> _TASK TO CARRY OUT_
The lines you return should be those containing the string "deep", taken from the data below.

> _TASK INPUT_
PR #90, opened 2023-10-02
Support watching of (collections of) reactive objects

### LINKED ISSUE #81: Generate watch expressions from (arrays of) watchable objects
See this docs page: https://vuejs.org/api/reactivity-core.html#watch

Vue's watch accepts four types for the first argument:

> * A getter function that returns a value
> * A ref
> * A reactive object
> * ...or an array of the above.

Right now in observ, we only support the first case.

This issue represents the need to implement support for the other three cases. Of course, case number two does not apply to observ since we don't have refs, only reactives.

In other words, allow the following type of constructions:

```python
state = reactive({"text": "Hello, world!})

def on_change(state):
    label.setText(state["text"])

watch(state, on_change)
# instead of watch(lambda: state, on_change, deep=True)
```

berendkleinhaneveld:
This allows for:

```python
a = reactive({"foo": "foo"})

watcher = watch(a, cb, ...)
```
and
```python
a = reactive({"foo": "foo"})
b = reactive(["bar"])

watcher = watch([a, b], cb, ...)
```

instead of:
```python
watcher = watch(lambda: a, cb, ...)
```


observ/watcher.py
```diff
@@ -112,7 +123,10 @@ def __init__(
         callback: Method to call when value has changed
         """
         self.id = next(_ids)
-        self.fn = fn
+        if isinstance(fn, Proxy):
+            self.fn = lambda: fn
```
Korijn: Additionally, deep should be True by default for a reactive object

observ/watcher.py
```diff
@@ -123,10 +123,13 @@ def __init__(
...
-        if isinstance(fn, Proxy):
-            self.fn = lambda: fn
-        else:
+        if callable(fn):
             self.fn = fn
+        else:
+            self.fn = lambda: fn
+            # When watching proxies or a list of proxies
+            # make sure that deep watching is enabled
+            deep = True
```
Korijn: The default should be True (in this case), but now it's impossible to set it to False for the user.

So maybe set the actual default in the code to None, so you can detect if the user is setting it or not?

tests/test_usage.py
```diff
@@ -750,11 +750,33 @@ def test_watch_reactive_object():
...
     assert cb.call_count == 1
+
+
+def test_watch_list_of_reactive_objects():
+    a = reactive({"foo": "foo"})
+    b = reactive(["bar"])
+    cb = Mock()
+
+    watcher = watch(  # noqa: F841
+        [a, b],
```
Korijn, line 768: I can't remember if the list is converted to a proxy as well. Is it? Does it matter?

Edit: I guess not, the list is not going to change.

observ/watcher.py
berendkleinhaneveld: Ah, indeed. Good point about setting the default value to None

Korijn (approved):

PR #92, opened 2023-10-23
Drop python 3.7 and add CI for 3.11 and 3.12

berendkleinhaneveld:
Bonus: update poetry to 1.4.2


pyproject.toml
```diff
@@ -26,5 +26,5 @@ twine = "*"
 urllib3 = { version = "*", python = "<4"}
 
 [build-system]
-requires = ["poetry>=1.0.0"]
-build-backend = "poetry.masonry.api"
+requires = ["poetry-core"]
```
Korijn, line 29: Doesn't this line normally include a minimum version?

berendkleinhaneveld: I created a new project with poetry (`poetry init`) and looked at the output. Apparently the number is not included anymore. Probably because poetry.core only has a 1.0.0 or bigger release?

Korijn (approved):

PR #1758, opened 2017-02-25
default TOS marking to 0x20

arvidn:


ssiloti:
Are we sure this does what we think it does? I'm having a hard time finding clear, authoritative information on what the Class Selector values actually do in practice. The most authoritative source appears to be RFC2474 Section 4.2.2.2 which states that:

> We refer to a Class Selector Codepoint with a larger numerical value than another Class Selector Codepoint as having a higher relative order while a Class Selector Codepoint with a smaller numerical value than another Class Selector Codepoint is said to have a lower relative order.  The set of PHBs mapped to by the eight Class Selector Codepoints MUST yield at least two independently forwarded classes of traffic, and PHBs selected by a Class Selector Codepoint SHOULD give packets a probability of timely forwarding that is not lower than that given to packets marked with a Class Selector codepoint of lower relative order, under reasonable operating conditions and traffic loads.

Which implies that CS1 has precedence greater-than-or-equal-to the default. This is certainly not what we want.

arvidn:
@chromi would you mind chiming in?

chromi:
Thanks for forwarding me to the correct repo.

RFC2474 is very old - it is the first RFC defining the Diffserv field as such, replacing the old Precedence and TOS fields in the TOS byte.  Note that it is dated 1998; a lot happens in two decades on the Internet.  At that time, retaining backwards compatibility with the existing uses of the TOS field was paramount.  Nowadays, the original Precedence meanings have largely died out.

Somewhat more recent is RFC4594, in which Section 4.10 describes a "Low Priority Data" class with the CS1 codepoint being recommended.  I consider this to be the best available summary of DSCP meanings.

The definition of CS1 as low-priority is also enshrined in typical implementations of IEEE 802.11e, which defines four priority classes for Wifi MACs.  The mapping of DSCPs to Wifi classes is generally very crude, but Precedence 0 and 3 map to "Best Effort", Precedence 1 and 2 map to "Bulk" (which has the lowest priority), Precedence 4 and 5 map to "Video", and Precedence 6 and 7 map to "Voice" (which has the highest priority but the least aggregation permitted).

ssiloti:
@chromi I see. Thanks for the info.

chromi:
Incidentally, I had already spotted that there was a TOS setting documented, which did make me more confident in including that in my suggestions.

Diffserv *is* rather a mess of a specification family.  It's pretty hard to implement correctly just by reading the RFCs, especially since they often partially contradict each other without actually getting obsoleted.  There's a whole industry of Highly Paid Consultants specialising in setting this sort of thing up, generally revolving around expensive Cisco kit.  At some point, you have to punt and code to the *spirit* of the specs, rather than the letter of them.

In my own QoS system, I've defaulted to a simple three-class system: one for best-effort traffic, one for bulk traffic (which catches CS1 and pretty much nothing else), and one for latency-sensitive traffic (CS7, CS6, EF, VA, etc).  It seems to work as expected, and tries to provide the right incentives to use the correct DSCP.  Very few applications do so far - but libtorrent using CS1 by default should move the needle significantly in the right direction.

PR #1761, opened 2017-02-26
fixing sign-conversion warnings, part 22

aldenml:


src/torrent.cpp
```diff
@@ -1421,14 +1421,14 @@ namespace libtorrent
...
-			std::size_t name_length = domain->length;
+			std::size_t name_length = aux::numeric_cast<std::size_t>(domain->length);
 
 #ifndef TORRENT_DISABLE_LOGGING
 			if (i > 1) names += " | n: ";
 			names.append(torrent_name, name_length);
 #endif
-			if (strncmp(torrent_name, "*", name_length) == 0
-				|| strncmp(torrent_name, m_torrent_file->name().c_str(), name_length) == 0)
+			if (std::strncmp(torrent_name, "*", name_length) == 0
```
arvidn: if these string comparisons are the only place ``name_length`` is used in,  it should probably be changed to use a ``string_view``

> _EXERCISE RESPONSE_
# instead of watch(lambda: state, on_change, deep=True)
Korijn: Additionally, deep should be True by default for a reactive object
+            # make sure that deep watching is enabled
+            deep = True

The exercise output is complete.